Ab und zu mal Natur aber eher nicht....

Bilder kommen vielleicht bald....


----------



## sept (15. November 2002)

CITY


----------



## Trialmatze (15. November 2002)

Ich bin Wettkampffahrer. Das heißt aber net, dass ich net auch in der City fahre. 

Seit ca. 3 Jahren fahre ich Trial. Das vergangene Jahr wettkampf- bzw. naturmäßig und die 2 Jahre davor war ich in der City anzutreffen und bin auf Garagen, Tischtennisplatten etc. rumgehuppt. 

Natur- und Wettkampftrial macht mir aber aufgrund des höheren Schwierigkeitsgrades mehr fun! 

Hier nen ziemlich simples pic. Ist keine besondere Aktion, aber ich hatte gerade kein anderes pic 

Haut rein!
Matze


----------



## billi (15. November 2002)

ich mach alles was spassmacht und lass mich net in "schupladen" eiteilen !


----------



## Jerry (15. November 2002)

Jojo, ich zählen mich mal zu beiden!
Bevor ich in Leipzig war, bin ich überzeugter Citytrial gewesen, dann hab ich aber erkannt das man mehr Fahrgfühl bei Natutrial bekommt. Naja nu mach ich beides. Sprich hier zu Hause klappern wir alle möglichen Sachen ab. Leider haben die uns einen super Naturtrial abgerissen 

Momentan versuche ich wieder ein paar naschi trix zu lernen, damit man etwas rumpressen kann!

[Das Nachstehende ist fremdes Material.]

PR #3133, opened 2016-07-05
Add RealmQuery.in()

dalinaum:


realm/realm-library/src/main/java/io/realm/RealmQuery.java
```diff
@@ -403,6 +403,191 @@ public boolean isValid() {
...
+
+    /**
+     * Equal-to-any comparison.
+     *
+     * @param fieldName the field to compare.
+     * @param values the array of values to compare with.
+     * @return the query object.
+     * @throws java.lang.IllegalArgumentException if one or more arguments do not match class or field type.
+     */
+    public RealmQuery<E> equalToAny(String fieldName, String[] values) {
```
cmelchior: use `in()` instead of `equalToAny()`

realm/realm-library/src/main/java/io/realm/RealmQuery.java
```diff
@@ -404,6 +404,191 @@ public boolean isValid() {
...
+    /**
+     * Equal-to-any comparison.
+     *
+     * @param fieldName the field to compare.
+     * @param values the array of values to compare with.
+     * @return the query object.
+     * @throws java.lang.IllegalArgumentException if one or more arguments do not match class or field type.
+     */
+    public RealmQuery<E> in(String fieldName, String[] values, Case casing) {
+        if (values == null || values.length == 0) {
```
zaki50: Shouldn't we treat `null` as an exception?

realm/realm-library/src/main/java/io/realm/RealmQuery.java
```diff
@@ -404,6 +404,191 @@ public boolean isValid() {
...
+            return this;
+        }
+        equalTo(fieldName, values[0], casing);
```
zaki50: We should use `beginGroup()` and `endGroup()` since `equalTo("a") and in("b", "c", "d")` does not equal to `equalTo("a") and equalTo("b") or equalTo("c") or equalTo("d")`.

cmelchior: a good test case for this would also be `where(Foo.class).not().in("foo", list)`

dalinaum: I see. I'm adding `beginGroup()`, `endGroup()` and additional tests. Thanks, @zaki50 and @cmelchior

dalinaum:

realm/realm-library/src/main/java/io/realm/RealmQuery.java
```diff
@@ -404,6 +404,191 @@ public boolean isValid() {
...
+
+    /**
+     * In comparison. This allow you to test if objects matches any value in an array of values.
+     *
+     * @param fieldName the field to compare.
+     * @param values the array of values to compare with.
+     * @return the query object.
+     * @throws java.lang.IllegalArgumentException if values is empty or do not match class or field type.
+     */
+    public RealmQuery<E> in(String fieldName, String[] values) {
```
zaki50: How about using vararg? e.g. `String... values` instead of `String[] values`

realm/realm-library/src/main/java/io/realm/RealmQuery.java
```diff
@@ -404,6 +404,191 @@ public boolean isValid() {
         return this;
     }
 
+    // EqualToAny
+
+    /**
+     * In comparison. This allow you to test if objects matches any value in an array of values.
+     *
+     * @param fieldName the field to compare.
+     * @param values the array of values to compare with.
```
zaki50: Shouldn't we state that all elements in this array must be non-null?

realm/realm-library/src/main/java/io/realm/RealmQuery.java
dalinaum: Since values are given by another method or an existing field, I prefer the array version more than the variant argument version. If we use variant arguments, how can we use another method or an existing array field to fill arguments?

realm/realm-library/src/main/java/io/realm/RealmQuery.java
dalinaum: I see. I will update Javadocs.

realm/realm-library/src/main/java/io/realm/RealmQuery.java
zaki50: We can just use `values` as vararg. i.e. no need to change the method body.

zaki50: Ah, but the vararg must be the last element of the arguments.
We need to move the `Case` argument.

dalinaum: @zaki50 I see. I had a misunderstanding about variable arguments. Thanks.

dalinaum:
retest this please

realm/realm-library/src/main/java/io/realm/RealmQuery.java
```diff
@@ -404,6 +404,192 @@ public boolean isValid() {
...
+     * @param values values to compare with and it cannot be null or empty.
+     * @return the query object.
+     * @throws java.lang.IllegalArgumentException if values is empty or do not match class or field type.
+     */
+    public RealmQuery<E> in(String fieldName, Case casing, String... values) {
+        if (values == null || values.length == 0) {
+            throw new IllegalArgumentException(("Non-empty values must be provided."));
+        }
+        beginGroup().equalTo(fieldName, values[0], casing);
+        for (int i = 1; i < values.length; ++i) {
```
zaki50: Please use `i++` instead of `++i` to align with existing code.

realm/realm-library/src/main/java/io/realm/RealmQuery.java
```diff
@@ -404,6 +404,192 @@ public boolean isValid() {
...
+        }
+        beginGroup().equalTo(fieldName, values[0], casing);
+        for (int i = 1; i < values.length; i++) {
+            or().equalTo(fieldName, values[i], casing);
+        }
+        return endGroup();
+    }
+
+    /**
+     * In comparison. This allow you to test if objects matches any value in an array of values.
```
kneth: "allow" -> "allows"
"matches" -> "match"

realm/realm-library/src/main/java/io/realm/RealmQuery.java
```diff
@@ -404,6 +404,192 @@ public boolean isValid() {
...
+     *
+     * @param fieldName the field to compare.
+     * @param casing how casing is handled. {@link Case#INSENSITIVE} works only for the Latin-1 characters.
+     * @param values values to compare with and it cannot be null or empty.
+     * @return the query object.
+     * @throws java.lang.IllegalArgumentException if values is empty or do not match class or field type.
+     */
+    public RealmQuery<E> in(String fieldName, Case casing, String... values) {
+        if (values == null || values.length == 0) {
+            throw new IllegalArgumentException(("Non-empty values must be provided."));
```
kneth: Please remove one set of `()`

kneth:
My comments apply to all the `in()` methods.

dalinaum:
Thanks. Just updated. Please review this again @realm/java

realm/realm-library/src/main/java/io/realm/RealmQuery.java
```diff
@@ -404,6 +404,192 @@ public boolean isValid() {
...
+
+    /**
+     * In comparison. This allows you to test if objects match any value in an array of values.
+     *
+     * @param fieldName the field to compare.
+     * @param values values to compare with and it cannot be null or empty.
+     * @return the query object.
+     * @throws java.lang.IllegalArgumentException if values is empty or do not match class or field type.
+     */
+    public RealmQuery<E> in(String fieldName, String... values) {
```
cmelchior: I am not a big fan of this API, it is very hard to decipher what is the field name and what is the parameter. 
```
in("foo", "bar", "baz") // hard to decipher 
in("foo", new String[] { "bar", baz" }), much easier to read, but a bit harder to type
```
IMO readability should always win.
Also moving the `Case` to the middle is not in line with the rest of the API.

IMO we should use `in(String fieldName, String[] values, Case case)`  instead of var args.

Thoughts @realm/java ?

cmelchior:
I really like the extended test cases. See my comment about the API.

realm/realm-library/src/main/java/io/realm/RealmQuery.java
dalinaum: The first version I made was the array version. @zaki50 suggested variant arguments version, I tested variant arguments several times and I adopted vargs instead of arrays.

In vargs version, we can invoke `in` operators by any fashions.

```
in("foo", "bar", "baz") // <- OK
in("foo", new String[] { "bar", baz" }) // <- OK
```

Although `Case case` parameter should not be the final parameter in the vargs versions, I thought it could be tolerable.

cmelchior: I know that the var arg variant can also be written with arrays, but a better solution for that would actually be `in(String field Name, Case case, String first field, String... additionalFields)` (see Effective Java item 42), since that would enforce at least one argument.

However moving the Case parameter feels awkward to me, especially since I don't think we should promote the non-array version. Just because something is possible doesn't mean we have to do it, especially if readability and consistency suffers 😄 

But would be nice to hear from @zaki50 why the var arg version is better.

zaki50: Hmm, I'm leaning toward @cmelchior's opinion. Putting the `Case` parameter before values is awkward...

I vote reverting varargs version of `in()` API.

dalinaum: I see. I will revert the variable arguments version.

dalinaum:
Just updated this PR, please review this again @realm/java

realm/realm-library/src/main/java/io/realm/RealmQuery.java
```diff
@@ -404,6 +404,192 @@ public boolean isValid() {
...
 
+    // In
+
+    /**
+     * In comparison. This allows you to test if objects match any value in an array of values.
+     *
+     * @param fieldName the field to compare.
+     * @param values values to compare with and it cannot be null or empty.
+     * @return the query object.
+     * @throws java.lang.IllegalArgumentException if values is empty or do not match class or field type.
```
beeender: `do` -> `does`. `class and field` -> `the class and the field` same as below.

realm/realm-library/src/main/java/io/realm/RealmQuery.java
```diff
@@ -404,6 +404,192 @@ public boolean isValid() {
...
+     */
+    public RealmQuery<E> in(String fieldName, String[] values) {
+        return in(fieldName, values, Case.SENSITIVE);
+    }
+
+    /**
+     * In comparison. This allows you to test if objects match any value in an array of values.
+     *
+     * @param fieldName the field to compare.
+     * @param values values to compare with and it cannot be null or empty.
```
beeender: `values to compare` -> `the values to compare`

realm/realm-library/src/main/java/io/realm/RealmQuery.java
```diff
@@ -404,6 +404,192 @@ public boolean isValid() {
...
+     * @param casing how casing is handled. {@link Case#INSENSITIVE} works only for the Latin-1 characters.
+     * @return the query object.
+     * @throws java.lang.IllegalArgumentException if values is empty or do not match class or field type.
+     */
+    public RealmQuery<E> in(String fieldName, String[] values, Case casing) {
+        if (values == null || values.length == 0) {
+            throw new IllegalArgumentException("Non-empty values must be provided.");
```
beeender: Make a const string field for the exception message.

beeender: also, quote the `values` like:
`"Non-empty `values` must be provided."`

realm/realm-library/src/main/java/io/realm/RealmQuery.java
```diff
@@ -404,6 +404,192 @@ public boolean isValid() {
...
+
+    /**
+     * In comparison. This allows you to test if objects match any value in an array of values.
+     *
+     * @param fieldName the field to compare.
+     * @param values values to compare with and it cannot be null or empty.
+     * @return the query object.
+     * @throws java.lang.IllegalArgumentException if values is empty or do not match class or field type.
+     */
+    public RealmQuery<E> in(String fieldName, byte[] values) {
```
beeender: We should only supply the boxed version for `byte[]`, `int[]` and etc. like other similar queries. This cannot handle the nullable cases. @realm/java What do you think?

realm/realm-library/src/androidTest/java/io/realm/RealmQueryTests.java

Somit bin ich halt im Gelände und in der City unterwegs und ich denke auch die Mischung machts! 

Jerry


----------



## TheGodfather (15. November 2002)

Reiner CityTrialer!

Wie heißt eigentlich der Trick wo man zwei 180* Drehungen aneinanderreiht? 360* tailwip? Naja schaut aufjedenfall saugeil aus wenn man den von nem metergap macht.


----------



## MTB-News.de




----------



## ChrisKing (15. November 2002)

360 tailwhip 
hast du n rotor an deim trial mtb oder wie?  Der trick 360er von ner mauer heisst glaub ich helicopter oder so. Is ja auch egal wie der heisst.. ne Drehung halt  
"Kuck mal, der hat voll die Drehung gemacht, hast du das gesehen?!"  

Chris


----------



## gonzo_trial (15. November 2002)

Ich auchmal 

Wettkampf irgendwie aber Show komtm glaube nich zu kurz...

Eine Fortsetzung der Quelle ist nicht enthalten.